Who’s That Man? Mifune at 100

Who’s That Man? Mifune at 100

Everyone remembers their first time with Toshiro Mifune. With almost anyone else, such a first would be recollected with a shrug or a casual “it was . . . fine.” But Mifune induces delirious and perfect recall: of him flat on a haystack in Sanjuro, rolling in the mud in Rashomon, hotly tucked in a train bathroom in High and Low. In severe cases, numbers enter the conversation, as in: let’s rank all sixteen Mifune-Kurosawa collaborations, or “he’s like a seven in his early noirs but a solid nine in Yojimbo.” That Mifune still prompts such possessiveness might seem a little excessive. I said so to a friend, who informed me that the only acceptable and human response to Mifune is to want him supine.

For most of the past century, when people thought of a Japanese man, they saw Toshiro Mifune. A samurai, in the world’s eyes, has Mifune’s fast wrists, his scruff, his sidelong squint.

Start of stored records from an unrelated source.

PR #133, opened 2019-07-09
Add and register ATM entity

xzou:


entity_atm.go
```diff
@@ -0,0 +1,334 @@
+package yext
+
+import (
+	"encoding/json"
+)
+
+const (
+	ENTITYTYPE_ATM    EntityType = "atm"
+	ENTITYTYPE_ATM_CF EntityType = "ATM"
```
cdworak: can you check to see if we still need this? @byronharvey24 should have more context

cdworak (approved):

entity_atm.go
xzou: @cdworak looks like they updated it, but we're going to have to bump up our v param! I shall look into it

PR #136, opened 2019-07-17
add healthcare facility entity

pshah28:


entity_healthcare_facility.go
```diff
@@ -0,0 +1,523 @@
+package yext
+
+// TODO
```
cdworak: can we remove this todo? i think we have it in another file so it's fine

entity_healthcare_facility.go
```diff
@@ -0,0 +1,523 @@
...
+import (
+	"encoding/json"
+)
+
+const ENTITYTYPE_HEALTHCAREFACILITY EntityType = "healthcareFacility"
+
+// Entity types for custom fields must be MACRO_CASED
+// TODO: wait for completion of this item: https://yexttest.atlassian.net/browse/AO-3660 (ETC End of February 2019)
+// After item is copmleted up the vparam and (hopefully) delete this line and remove all references to it.
+const ENTITYTYPE_HEALTHCAREFACILITY_CF EntityType = "HEALTHCARE_FACILITY"
```
cdworak: i believe you can also delete this and the TODO (confirm with Cindy but I'm pretty sure she just pushed an item to remove)

cdworak (approved):

PR #138, opened 2019-07-22
Add and register Hotel entity

xzou:


entity_hotel.go
```diff
@@ -0,0 +1,509 @@
...
+	TtyPhone       *string   `json:"ttyPhone,omitempty"`
+	Emails         *[]string `json:"emails,omitempty"`
+
+	// Location Info
+	AdditionalHoursText *string   `json:"additionalHoursText,omitempty"`
+	Associations        *[]string `json:"associations,omitempty"`
+	Brands              *[]string `json:"brands,omitempty"`
+	Description         *string   `json:"description,omitempty"`
+	Hours               **Hours   `json:"hours,omitempty"`
+	CheckInTime         *string   `json:"checkInTime,omitempty"` // TODO: check type of time field
```
trob-indie, line 40: Still TODO?

trob-indie (approved):

entity_hotel.go
xzou: ah yup! I won't merge this until after QA probably. this field was in the original JSON spec they sent but wasn't in the account, so I need to follow up about its status (same w/ CheckOutTime)

PR #139, opened 2019-07-31
Add getter for Date and nullable Date

the-nemz:


the-nemz:
Closing due to offline conversation!

PR #140, opened 2019-08-01
Added custom field type tests to entity differ

the-nemz:


the-nemz:
Two of these tests currently fail
- line 2237: trying to clear the Image subfield of the CFT
- line 2267: trying to clear the whole CFT

trob-indie (approved):
lgtm

PR #142, opened 2019-08-27
Raw entity

cdworak:
The current yext.Diff() function cannot handle a map, only a struct. After attempting to add map functionality the yext.Diff() in the interest of time and simplicity I decided to write something specific for the RawEntity (which is a map). In the future, would be nice to have yext.Diff() automatically handle a map but would require a significant lift as the for loop within yext.Diff is entirely specific to a struct

### DIFF
--- a/entity_diff.go
+++ b/entity_diff.go
@@ -202,9 +202,9 @@ func RawEntityDiff(a map[string]interface{}, b map[string]interface{}, nilIsEmpt
 			_, aIsMap := aVal.(map[string]interface{})
 			_, bIsMap := aVal.(map[string]interface{})
 			if aIsMap && bIsMap {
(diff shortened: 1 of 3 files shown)


entity_diff.go
```diff
@@ -167,9 +167,56 @@ func Diff(a Entity, b Entity) (Entity, bool, error) {
...
+		isDiff = false
+	)
+
+	for key, bVal := range bAsMap {
+		if key == "nilIsEmpty" {
+			continue
+		}
+		if aVal, ok := aAsMap[key]; ok {
+			_, aIsMap := aVal.(map[string]interface{})
+			_, bIsMap := aVal.(map[string]interface{})
```
pshah28: bVal.(map[string]interface{})

pshah28 (changes requested):

entity_diff.go
cdworak: yikes

cdworak: thanks!

trob-indie (approved):
lgtm

PR #160, opened 2019-10-31
added more fields to reviews struct

AidanFitzgerald:


review.go
```diff
@@ -23,13 +24,16 @@ type Review struct {
 	AuthorEmail        *string        `json:"authorEmail"`
 	URL                *string        `json:"url"`
 	PublisherDate      *int           `json:"publisherDate"`
-	LastYextUpdateDate *int           `json:"lastYextUpdateDate"`
```
AidanFitzgerald, line 26: The name of this must've changed in the API, API uses "Time" not "Date". See here: https://developer.yext.com/docs/api-reference/#operation/getReview

I double checked that no ETL is currently using this, so this update won't break anything

bhainesva: I'd check w/ @cdworak on how she wants to handle, but since this repo is open source it's probably not enough to check our own code for usages.

tbirdsall: @AidanFitzgerald so it's a version thing? As in, if you pass an older v param with a get request, can you get back lastYextUpdateDate? Or was it always incorrect in our code

AidanFitzgerald: @tbirdsall It looks like it was always "Time" in the API, maybe it was just always incorrect in our code?

AidanFitzgerald: Tried a v param with a year set to 2010 and it was still lastYextUpdateTime, so probably safe to update because anyone that's using lastYextUpdateDate it won't have done anything anyways, right?

AidanFitzgerald: ^ Ben pointed out that this isn't a safe assumption because even if their code never did anything updating this will make their references incorrect and cause problems

cdworak (approved):

PR #161, opened 2019-11-01
Fixing bicycle values

Zavoky:


pshah28 (approved):
lgtm. just wondering, are there any ETLs that currently use the field?

Zavoky:
Nope, IHG / other hotel etls don't use this field, just Choice which i'm working on

PR #172, opened 2019-12-17
raw entity: get and set helpers

cdworak:


client.go
```diff
@@ -208,10 +208,6 @@ func (c *Client) Do(req *http.Request, v interface{}) (*Response, error) {
 		// Rehydrate the request body since it might have been drained by the previous attempt
 		req.Body = ioutil.NopCloser(bytes.NewBuffer(originalRequestBody))
 
-		if c.Config.Logger != nil {
```
cdworak, line 211: i deleted this because the logging was rather noisy (it prints the whole body of the request)

pshah28 (approved):
lgtm

PR #371, opened 2024-05-30
Add usermanagement for PostgreSQL

Kidswiss:
We have to enable Crossplane's usages in order for this feature to work correctly.

## Checklist

      changelog.
      linked in the changelog.

### DIFF
--- a/component/class/defaults.yml
+++ b/component/class/defaults.yml
@@ -34,6 +34,10 @@ parameters:
         registry: ghcr.io
         repository: vshn/provider-minio/provider
         tag: v0.1.0
+      provider-sql:
+        registry: xpkg.upbound.io
+        repository: crossplane-contrib/provider-sql
+        tag: v0.9.0
       sloth:
         registry: ghcr.io
         image: slok/sloth
@@ -45,7 +49,7 @@ parameters:
       appcat:
         registry: ghcr.io
         repository: vshn/appcat
-        tag: v4.72.0
+        tag: v4.73.0
       apiserver:
         registry: ghcr.io
         repository: vshn/appcat-apiserver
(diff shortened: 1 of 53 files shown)


component/class/defaults.yml
```diff
@@ -45,7 +49,7 @@ parameters:
       appcat:
         registry: ghcr.io
         repository: vshn/appcat
-        tag: v4.71.2
+        tag: add/user_management
```
Kidswiss, line 52: Will be adjusted once there's a tag

wejdross (approved):

component/class/defaults.yml
```diff
@@ -402,6 +406,16 @@ parameters:
         providerConfigRefs: []
         additionalProviderConfigs: []
 
+      sql:
+        enabled: false
```
zugao, line 410: maybe we should not exposed this parameter? `provider-sql` must be available for services that expose user management. What would happen if the sql provider is disabled meanwhile the service postgres allows user management?

component/component/provider.jsonnet
```diff
@@ -383,4 +393,47 @@ local runtimeConfigRef(name) = {
       role,
       rolebinding,
     ],
+  [if params.providers.sql.enabled || params.services.vshn.postgres.enabled then '10_provider_sql']:
```
zugao, line 396: I would not use `params.providers.sql.enabled` all together. Just enabled provider sql for any service that needs it.

zugao (commented):
Some things to consider

component/component/provider.jsonnet
Kidswiss: Fine by me

zugao (approved):
LGTM

PR #406, opened 2024-07-10
Fix compile error if no openshift template is specified

TheBigLee:
## Checklist

      changelog.
      linked in the changelog.

### DIFF
--- a/component/tests/vshn.yml
+++ b/component/tests/vshn.yml
@@ -152,7 +152,7 @@ parameters:
                   appuio.io/node-class: "plus"
               note: "Will be scheduled on APPUiO Cloud plus nodes"
         minio:
-          enabled: false
+          enabled: true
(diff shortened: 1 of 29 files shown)


component/tests/vshn.yml
```diff
@@ -152,7 +152,7 @@ parameters:
                   appuio.io/node-class: "plus"
               note: "Will be scheduled on APPUiO Cloud plus nodes"
         minio:
-          enabled: false
+          enabled: true
```
Kidswiss, line 155: Can you reset this to false? For local dev a minio instance will already be provisioned via kindev, so we can save a bit of resource by not running minio twice.

Kidswiss (changes requested):

zugao (approved):
LGTM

Postwar Japanese cinema—led by Kurosawa, Mizoguchi, Naruse, Ozu, Kobayashi—featured many men who were bores and disappointments, and actors such as Chishu Ryu, Tatsuya Nakadai, and Takashi Shimura infused that stoop of failure with inevitability, resonance, depth. Mifune, meanwhile, embodied a different kind of failure, one that looked sexy. He may have played warriors, but they weren’t typical heroes: they threw tantrums and fits, accidentally slipped off mangy horses, yawned, scratched, chortled, and lazed. But when he extended his right arm, quick and low with a blade, he somehow summoned the tone of epics.